Увеличение к середине 1920-х гг. среди беспризорников числа детей, имеющих семьи, пусть даже неполные, рассматривалось государством не как порождение кризиса семьи и семейных устоев, а как результат недостатков коммунистического воспитания. По выборочным данным за 1924 г. из полторы тысячи беспризорных детей двадцать шесть процентов имели одного родителя. [5, с. 19] Уже во второй половине 1920-х гг. стало понятна ошибочность политики государства, направленная на отрыв ребенка от семьи и воспитание его в рамках государственных учреждений. Этому, в первую очередь, способствовало отсутствие необходимых средств у государства. Кроме того, сработал и так называемый «человеческий фактор», в силу которого ребенок по своей природе нуждался в семье, и никакое государственное учреждение не способно было заменить ее. Все эти обстоятельства заставили государство временно переориентировать политику в сторону возвращения детей в семью, пусть даже не отвечающую требованиям социального воспитания. Была предпринята попытка материальной поддержки нуждающихся семей, что отразилось в соответствующих законодательных актах. Так, Декретом ЦИК и СНК РСФСР от 1 марта 1926 г.  «Об изменении Кодекса Законов об актах гражданского состояния, брачном, семейном и опекунском праве» было разрешено усыновление. Семейный кодекс 1927 г. усовершенствовал систему опеки над несовершеннолетними детьми. В 1928 г. вышло постановление СНК РСФСР от 14 апреля 1928 г. «О мероприятиях по оказанию помощи детям беднейших семейств», по которому на помощь могли рассчитывать все дети до шестнадцати лет, в первую очередь, находящиеся на иждивении и попечении одинокой матери,  испытывающие острую материальную нужду вследствие безработицы, болезни, инвалидности или временного отсутствия (по случаю лишения свободы, нахождения в больнице и т.д.) родителей или заменяющих их лиц, из многодетных (более двух несовершеннолетних детей) семей.

Т.о., семья и детство как институты вызывали достаточно неоднозначные отклики в 1920-е гг. – от полного отрицания до признания необходимости существования, но в рамках советского государства.
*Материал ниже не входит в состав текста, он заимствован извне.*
PR #2, opened 2018-07-03
Added HLS metric handling

wtao-mux:


MUXSDKStats/MUXSDKStats/MUXSDKPlayerBinding.h
```diff
@@ -37,6 +37,16 @@ typedef NS_ENUM(NSUInteger, MUXSDKPlayerState) {
...
+    NSUInteger _lastMediaRequest;
+    NSUInteger _lastMediaRequestBytes;
+    NSUInteger _lastErrorLogEventCount;
+    NSUInteger _lastTransferEventCount;
+    double _lastTransferDuration;
+    long long _lastTransferredBytes;
+    // The following three vars are for future research only
+    // double _totalTime;
+    // long long _totalBytes;
+    // double _minBitrate;
```
jsanford8: might be worth removing these before merging, if they're not used at all.

MUXSDKStats/MUXSDKStats/MUXSDKPlayerBinding.m
```diff
@@ -82,12 +82,97 @@ - (void)attachAVPlayer:(AVPlayer *)player {
...
+            AVPlayerItemAccessLogEvent *event = log.events[log.events.count - 1];
+
+            if (event.numberOfMediaRequests > 0 && event.numberOfMediaRequests != _lastMediaRequest) {
+                if (_lastTransferEventCount != log.events.count) {
+                    _lastTransferDuration= 0;
+                    _lastTransferredBytes = 0;
+                    _lastTransferEventCount = log.events.count;
+                }
+                //double transferDuration = event.transferDuration - _lastTransferDuration;
+                //long long transferredBytes = event.numberOfBytesTransferred - _lastTransferredBytes;
```
jsanford8: maybe remove these unused vars, too

MUXSDKStats/MUXSDKStats/MUXSDKPlayerBinding.m
```diff
@@ -82,12 +82,97 @@ - (void)attachAVPlayer:(AVPlayer *)player {
...
+                // !!! event.observedMinBitrate, event.observedMaxBitrate, event.observedBitrate don't seem to be accurate
+                // we did a chalres proxy dump try to calculate the bitrate, and compared with above values. It doesn't match
+                // but it matches with the calculation between line 141 to line 149
+
+                // Keep the next line of print for future reseaerch.
+                //NSLog(@"Bwm transferDuration %f, numOfBytesXferred %llu, min %fbps, max %fbps, observered %fbps", event.transferDuration, event.numberOfBytesTransferred, event.observedMinBitrate, event.observedMaxBitrate, event.observedBitrate);
+
+                NSString *domain = [self getHostName:event.URI];
+                MUXSDKBandwidthMetricData *loadData = [[MUXSDKBandwidthMetricData alloc] init];
+                loadData.requestType = @"ManifestOrMedia";
```
jsanford8: Is there any way to confirm if this includes manifests _and_ media, and maybe distinguish between the two types? That would be ideal, if possible, otherwise we may want to just omit this type (not sure if `ManifestOrMedia` is useful to our backend)

MUXSDKStats/MUXSDKStats/MUXSDKPlayerBinding.m
```diff
@@ -82,12 +82,97 @@ - (void)attachAVPlayer:(AVPlayer *)player {
...
+                loadData.requestStart = [NSNumber numberWithLong: _lastTransferDuration * 1000];
```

Если в первой половине 1920-х гг. общественное мнение и государственная политика основывались на преобладании радикальных позиций в отношении семьи как временном явлении, вызванном трудностями переходного периода, на смену которому придет социальное (общественное) воспитание, то уже к концу десятилетия семье как форме организации и социализации ребенка стало отводиться более значительное, но подчиненное место, как части государственного механизма, направленного на воспитание советских граждан.

1.                Булдаков В.П. Постреволюционный синдром и социокультурные противоречия нэпа // НЭП в контексте исторического развития России ХХ века. – М., 2001.
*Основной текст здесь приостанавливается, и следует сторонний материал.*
PR #6, opened 2018-08-01
Added Carthage support

wtao-mux:


wtao-mux:
video-demo - demos how to use a Cartfile to download dependent frameworks
carthage-archive.sh - produces a carthage release binary from update-release-frameworks build

wtao-mux:
we need to update README to remember create a Carthage zip when doing release

wtao-mux:
@jsanford8 under the apps directory, there are three demos,

1. DemoApp is an objective C iOS app using cocoapods 
2. TvDemoApp is an objective C tvOS app using cocoapods
3. video-demo is a swift iOS app using cocoapods in the before. I thought we have a DemoApp for iOS already. so I changed it to use carthage.  i can definitely duplicate it. please let me know your preference

PR #11, opened 2018-08-31
v0.1.3 restore dispatching by eventQueue

wtao-mux:


wtao-mux:
All the network code is still residing in the `MUXSDKDispatcher`. 

The fix ensures to invoke EventQueue first, then call the MUXSDKDispatcher for actual network transaction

2.                Василевский Л.М. Голгофа ребенка. Беспризорность и дети улицы. – Л., М., 1924.

3.                Власть Советов. – 1922. –  № 617.– 30 апреля.
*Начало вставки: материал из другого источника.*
PR #12, opened 2018-09-05
Ima

wtao-mux:


MUXSDKStats/Podfile
```diff
@@ -1,12 +1,13 @@
 # Uncomment the next line to define a global platform for your project
-# platform :ios, '9.0'
+platform :ios, '9.0'
```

4.                Геллер М.Я. Машина и винтики. История формирования советского человека. – М., 1994.

5.                Нечаева А.М. Охрана детей-сирот в России (История и современность). – М., 1994.

6.                Панин С.Е. Борьба с проституцией в России в 1920-е гг. // Вопросы истории. – 2004. – № 9.

7.                Сальникова А.А. Детство как миф: некоторые аспекты изучения российско-советского детства в зарубежной историографии // CLIO MODERNA. Зарубежная история и историография: Сборник научных статей. Выпуск 3. – Казань, 2002.